## DESCRIPTION OF THE TASK
Within the following material, tally each line that contains the string "logs". Give the tally only.

____________________

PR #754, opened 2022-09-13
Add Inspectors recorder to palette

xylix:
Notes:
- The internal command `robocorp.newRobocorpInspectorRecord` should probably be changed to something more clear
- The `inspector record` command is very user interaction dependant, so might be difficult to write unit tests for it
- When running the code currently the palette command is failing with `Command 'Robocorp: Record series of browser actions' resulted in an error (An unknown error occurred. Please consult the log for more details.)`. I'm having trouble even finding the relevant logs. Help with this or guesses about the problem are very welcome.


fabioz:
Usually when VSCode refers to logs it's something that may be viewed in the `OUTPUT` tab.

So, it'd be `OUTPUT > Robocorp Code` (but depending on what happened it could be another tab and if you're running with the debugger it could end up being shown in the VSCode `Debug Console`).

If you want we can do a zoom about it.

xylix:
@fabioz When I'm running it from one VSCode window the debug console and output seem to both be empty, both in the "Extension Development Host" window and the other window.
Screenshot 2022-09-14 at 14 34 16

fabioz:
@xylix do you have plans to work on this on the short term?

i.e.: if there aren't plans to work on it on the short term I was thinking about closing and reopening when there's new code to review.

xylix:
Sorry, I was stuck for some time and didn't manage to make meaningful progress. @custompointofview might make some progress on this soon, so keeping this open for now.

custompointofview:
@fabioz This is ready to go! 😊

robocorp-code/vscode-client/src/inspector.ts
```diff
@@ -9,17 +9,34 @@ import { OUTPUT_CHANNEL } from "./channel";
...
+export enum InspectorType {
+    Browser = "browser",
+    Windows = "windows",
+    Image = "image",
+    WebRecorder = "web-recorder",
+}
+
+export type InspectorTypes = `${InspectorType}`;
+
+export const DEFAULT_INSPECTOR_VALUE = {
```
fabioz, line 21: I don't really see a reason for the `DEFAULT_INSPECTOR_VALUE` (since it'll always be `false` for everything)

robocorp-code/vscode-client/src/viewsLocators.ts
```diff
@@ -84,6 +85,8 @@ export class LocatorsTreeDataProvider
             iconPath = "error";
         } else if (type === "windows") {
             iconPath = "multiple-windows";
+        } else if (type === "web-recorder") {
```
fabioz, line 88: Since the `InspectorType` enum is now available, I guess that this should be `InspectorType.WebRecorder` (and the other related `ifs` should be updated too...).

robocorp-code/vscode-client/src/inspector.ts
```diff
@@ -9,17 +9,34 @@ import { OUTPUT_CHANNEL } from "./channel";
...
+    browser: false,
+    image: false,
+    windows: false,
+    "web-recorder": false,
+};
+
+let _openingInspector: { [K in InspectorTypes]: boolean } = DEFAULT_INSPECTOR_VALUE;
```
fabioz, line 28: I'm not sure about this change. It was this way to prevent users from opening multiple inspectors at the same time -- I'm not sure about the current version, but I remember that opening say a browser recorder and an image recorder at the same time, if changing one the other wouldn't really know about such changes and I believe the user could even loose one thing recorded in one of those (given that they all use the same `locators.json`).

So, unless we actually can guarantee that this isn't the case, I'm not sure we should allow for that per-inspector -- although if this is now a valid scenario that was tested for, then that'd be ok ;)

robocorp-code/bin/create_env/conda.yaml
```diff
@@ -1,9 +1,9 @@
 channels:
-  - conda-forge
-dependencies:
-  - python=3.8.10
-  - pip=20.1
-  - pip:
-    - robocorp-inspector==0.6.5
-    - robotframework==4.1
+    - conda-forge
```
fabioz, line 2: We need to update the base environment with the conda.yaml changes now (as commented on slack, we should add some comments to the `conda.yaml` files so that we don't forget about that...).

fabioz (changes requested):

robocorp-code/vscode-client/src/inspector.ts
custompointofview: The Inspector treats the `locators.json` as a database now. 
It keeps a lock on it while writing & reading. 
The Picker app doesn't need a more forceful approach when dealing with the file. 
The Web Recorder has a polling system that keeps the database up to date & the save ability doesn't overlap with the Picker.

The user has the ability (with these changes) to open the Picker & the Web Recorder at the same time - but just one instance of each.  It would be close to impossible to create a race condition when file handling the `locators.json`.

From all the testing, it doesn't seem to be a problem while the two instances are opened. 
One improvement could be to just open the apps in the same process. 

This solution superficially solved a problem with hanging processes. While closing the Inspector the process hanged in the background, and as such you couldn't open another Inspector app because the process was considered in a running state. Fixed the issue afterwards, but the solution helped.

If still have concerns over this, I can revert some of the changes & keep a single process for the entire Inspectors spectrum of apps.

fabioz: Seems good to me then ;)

____________________

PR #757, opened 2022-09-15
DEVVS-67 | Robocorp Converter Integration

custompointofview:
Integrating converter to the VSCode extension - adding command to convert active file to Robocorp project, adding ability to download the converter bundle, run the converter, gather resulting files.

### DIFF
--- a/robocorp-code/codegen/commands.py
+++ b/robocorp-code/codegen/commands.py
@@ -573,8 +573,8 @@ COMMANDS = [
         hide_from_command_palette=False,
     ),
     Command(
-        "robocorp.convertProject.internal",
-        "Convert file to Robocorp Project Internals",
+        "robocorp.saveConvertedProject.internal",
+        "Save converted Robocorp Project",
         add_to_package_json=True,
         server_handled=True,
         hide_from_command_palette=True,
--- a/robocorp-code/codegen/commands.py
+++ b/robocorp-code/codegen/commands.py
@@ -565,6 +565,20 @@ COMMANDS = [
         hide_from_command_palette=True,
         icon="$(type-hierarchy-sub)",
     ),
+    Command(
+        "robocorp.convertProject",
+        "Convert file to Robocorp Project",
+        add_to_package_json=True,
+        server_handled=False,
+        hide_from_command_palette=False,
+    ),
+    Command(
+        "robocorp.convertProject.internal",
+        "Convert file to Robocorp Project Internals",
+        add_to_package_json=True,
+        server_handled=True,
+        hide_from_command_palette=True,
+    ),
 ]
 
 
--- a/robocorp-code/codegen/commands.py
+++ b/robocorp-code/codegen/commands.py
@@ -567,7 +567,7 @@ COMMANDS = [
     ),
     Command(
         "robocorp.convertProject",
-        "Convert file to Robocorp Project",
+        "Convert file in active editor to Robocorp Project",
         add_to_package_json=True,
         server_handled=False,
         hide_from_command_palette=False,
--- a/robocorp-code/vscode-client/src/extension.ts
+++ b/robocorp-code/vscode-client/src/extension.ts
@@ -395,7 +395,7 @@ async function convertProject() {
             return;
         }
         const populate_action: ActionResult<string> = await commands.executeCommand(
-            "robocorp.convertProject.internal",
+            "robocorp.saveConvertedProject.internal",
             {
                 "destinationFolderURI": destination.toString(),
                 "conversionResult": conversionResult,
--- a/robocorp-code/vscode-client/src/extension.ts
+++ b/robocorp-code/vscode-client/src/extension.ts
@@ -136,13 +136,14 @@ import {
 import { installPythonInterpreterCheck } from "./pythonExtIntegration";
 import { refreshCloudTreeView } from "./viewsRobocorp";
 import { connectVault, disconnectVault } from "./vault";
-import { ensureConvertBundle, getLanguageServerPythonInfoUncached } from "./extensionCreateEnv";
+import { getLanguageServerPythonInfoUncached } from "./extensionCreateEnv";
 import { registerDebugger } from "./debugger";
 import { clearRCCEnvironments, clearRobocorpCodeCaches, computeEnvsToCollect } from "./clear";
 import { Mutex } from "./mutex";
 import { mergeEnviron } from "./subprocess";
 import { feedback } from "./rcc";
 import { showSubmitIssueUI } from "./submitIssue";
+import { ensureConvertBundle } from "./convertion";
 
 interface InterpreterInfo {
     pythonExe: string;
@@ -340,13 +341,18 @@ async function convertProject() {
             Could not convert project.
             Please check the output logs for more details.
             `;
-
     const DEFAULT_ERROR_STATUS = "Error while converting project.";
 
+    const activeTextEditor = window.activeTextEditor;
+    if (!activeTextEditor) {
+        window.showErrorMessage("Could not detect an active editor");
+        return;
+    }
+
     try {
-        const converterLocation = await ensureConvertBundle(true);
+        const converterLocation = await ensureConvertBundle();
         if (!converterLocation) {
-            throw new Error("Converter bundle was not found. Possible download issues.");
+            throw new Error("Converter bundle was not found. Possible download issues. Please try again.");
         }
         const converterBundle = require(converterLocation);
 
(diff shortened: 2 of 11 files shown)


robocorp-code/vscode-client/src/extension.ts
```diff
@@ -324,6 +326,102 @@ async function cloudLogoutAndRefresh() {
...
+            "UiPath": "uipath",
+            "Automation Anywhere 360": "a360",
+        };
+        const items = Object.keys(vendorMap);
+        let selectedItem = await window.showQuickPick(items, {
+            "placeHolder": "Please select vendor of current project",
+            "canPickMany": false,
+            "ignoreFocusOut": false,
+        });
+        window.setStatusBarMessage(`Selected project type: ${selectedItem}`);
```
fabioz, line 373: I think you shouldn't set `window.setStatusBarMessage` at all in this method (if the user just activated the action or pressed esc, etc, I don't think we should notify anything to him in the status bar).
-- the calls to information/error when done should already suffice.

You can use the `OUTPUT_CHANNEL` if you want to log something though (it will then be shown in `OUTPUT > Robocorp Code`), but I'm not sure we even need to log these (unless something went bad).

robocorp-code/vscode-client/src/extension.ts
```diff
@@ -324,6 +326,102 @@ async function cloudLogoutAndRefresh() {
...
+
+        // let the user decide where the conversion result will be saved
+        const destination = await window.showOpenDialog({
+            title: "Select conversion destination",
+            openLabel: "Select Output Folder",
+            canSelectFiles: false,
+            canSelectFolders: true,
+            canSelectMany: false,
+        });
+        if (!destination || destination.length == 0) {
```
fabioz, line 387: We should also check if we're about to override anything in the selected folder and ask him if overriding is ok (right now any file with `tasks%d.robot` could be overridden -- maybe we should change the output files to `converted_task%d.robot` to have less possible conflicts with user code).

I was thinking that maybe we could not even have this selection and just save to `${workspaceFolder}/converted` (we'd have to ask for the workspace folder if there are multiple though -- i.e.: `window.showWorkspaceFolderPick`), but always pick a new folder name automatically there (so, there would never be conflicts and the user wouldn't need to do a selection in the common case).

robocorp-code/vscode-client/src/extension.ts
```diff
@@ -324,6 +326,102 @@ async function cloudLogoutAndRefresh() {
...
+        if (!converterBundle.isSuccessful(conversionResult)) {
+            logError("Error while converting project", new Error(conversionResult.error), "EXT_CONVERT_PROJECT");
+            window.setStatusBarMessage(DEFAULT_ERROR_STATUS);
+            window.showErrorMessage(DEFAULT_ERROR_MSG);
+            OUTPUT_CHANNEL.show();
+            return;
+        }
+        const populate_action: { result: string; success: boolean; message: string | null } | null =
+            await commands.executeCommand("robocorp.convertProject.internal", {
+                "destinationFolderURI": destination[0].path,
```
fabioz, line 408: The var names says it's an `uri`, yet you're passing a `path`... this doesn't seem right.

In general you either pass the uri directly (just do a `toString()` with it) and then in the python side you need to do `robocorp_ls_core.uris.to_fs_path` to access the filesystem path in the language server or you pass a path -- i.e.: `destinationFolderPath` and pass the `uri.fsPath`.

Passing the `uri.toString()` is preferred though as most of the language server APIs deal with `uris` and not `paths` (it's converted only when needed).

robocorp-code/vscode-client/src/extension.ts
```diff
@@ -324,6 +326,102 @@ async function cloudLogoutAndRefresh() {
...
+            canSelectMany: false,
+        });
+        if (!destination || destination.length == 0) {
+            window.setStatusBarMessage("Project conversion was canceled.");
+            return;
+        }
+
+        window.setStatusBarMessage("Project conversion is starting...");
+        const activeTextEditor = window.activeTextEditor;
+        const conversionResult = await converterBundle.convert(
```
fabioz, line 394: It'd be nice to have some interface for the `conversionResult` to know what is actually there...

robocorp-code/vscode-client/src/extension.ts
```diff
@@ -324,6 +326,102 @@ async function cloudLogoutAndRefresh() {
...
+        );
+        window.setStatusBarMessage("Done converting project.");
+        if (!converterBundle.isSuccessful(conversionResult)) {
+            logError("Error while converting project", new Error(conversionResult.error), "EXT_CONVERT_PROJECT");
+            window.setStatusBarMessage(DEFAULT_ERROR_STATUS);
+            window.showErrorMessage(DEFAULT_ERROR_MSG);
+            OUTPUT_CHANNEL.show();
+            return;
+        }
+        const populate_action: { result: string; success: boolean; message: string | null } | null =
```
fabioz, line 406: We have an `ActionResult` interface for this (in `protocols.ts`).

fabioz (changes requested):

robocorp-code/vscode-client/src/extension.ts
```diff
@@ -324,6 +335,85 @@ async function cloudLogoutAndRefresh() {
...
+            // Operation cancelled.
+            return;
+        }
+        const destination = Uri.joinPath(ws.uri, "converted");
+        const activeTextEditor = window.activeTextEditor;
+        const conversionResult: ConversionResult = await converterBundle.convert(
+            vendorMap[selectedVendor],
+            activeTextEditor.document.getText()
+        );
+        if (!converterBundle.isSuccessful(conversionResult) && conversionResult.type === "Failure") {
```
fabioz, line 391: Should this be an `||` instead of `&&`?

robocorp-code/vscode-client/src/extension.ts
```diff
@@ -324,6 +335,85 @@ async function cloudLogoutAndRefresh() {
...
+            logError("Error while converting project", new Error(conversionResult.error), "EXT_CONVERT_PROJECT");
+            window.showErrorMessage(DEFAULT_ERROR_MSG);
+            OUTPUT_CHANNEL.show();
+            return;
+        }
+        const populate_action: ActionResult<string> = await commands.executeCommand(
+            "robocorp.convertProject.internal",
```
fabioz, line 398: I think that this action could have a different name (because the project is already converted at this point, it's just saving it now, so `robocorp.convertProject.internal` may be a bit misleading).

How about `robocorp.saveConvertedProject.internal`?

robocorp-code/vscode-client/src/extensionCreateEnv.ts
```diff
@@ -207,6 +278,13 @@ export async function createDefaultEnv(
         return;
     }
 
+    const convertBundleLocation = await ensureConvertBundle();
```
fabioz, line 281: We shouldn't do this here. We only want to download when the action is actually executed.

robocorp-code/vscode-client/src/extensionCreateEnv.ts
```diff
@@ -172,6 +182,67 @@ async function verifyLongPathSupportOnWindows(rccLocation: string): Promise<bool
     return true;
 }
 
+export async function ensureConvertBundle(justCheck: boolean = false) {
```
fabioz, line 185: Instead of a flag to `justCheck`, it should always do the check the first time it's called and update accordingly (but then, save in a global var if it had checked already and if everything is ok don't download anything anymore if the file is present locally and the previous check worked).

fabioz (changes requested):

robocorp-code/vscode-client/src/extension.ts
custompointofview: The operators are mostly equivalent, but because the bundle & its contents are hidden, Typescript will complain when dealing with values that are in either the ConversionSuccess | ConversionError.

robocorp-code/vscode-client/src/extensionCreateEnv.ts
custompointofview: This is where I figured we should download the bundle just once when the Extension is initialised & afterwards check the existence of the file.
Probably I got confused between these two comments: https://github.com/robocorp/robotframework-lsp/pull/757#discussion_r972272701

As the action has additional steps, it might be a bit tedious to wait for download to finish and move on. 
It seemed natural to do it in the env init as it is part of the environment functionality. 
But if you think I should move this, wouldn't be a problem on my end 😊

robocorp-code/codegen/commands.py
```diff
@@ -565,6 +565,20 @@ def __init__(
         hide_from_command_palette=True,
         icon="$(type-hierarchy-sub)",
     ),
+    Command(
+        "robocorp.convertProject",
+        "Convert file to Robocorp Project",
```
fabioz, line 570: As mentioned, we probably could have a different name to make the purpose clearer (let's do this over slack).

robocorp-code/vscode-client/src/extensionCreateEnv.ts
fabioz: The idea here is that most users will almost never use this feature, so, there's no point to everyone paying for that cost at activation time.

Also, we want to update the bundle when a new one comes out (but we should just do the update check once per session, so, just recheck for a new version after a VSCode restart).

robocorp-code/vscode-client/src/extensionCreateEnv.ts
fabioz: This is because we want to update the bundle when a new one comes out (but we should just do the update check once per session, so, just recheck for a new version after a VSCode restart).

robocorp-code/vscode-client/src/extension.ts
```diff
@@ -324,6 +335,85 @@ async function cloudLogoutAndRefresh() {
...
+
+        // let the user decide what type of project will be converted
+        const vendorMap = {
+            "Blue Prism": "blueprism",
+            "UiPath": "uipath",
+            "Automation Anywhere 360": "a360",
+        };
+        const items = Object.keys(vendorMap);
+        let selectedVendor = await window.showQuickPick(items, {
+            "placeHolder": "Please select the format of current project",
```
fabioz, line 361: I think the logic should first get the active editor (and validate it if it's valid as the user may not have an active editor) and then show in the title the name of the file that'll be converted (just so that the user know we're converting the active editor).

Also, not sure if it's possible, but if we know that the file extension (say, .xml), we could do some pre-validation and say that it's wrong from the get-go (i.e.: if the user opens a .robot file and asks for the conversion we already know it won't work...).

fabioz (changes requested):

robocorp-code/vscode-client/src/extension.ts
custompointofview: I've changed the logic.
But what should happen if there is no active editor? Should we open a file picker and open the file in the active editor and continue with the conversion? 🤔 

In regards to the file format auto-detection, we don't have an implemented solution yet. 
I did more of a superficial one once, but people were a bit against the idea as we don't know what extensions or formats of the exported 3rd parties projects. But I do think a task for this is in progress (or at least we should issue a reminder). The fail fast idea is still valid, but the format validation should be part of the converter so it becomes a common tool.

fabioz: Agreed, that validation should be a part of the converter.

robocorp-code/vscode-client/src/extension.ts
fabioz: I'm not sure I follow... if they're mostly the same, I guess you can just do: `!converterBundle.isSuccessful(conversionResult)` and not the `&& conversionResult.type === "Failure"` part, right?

____________________

## ANSWER BOX
3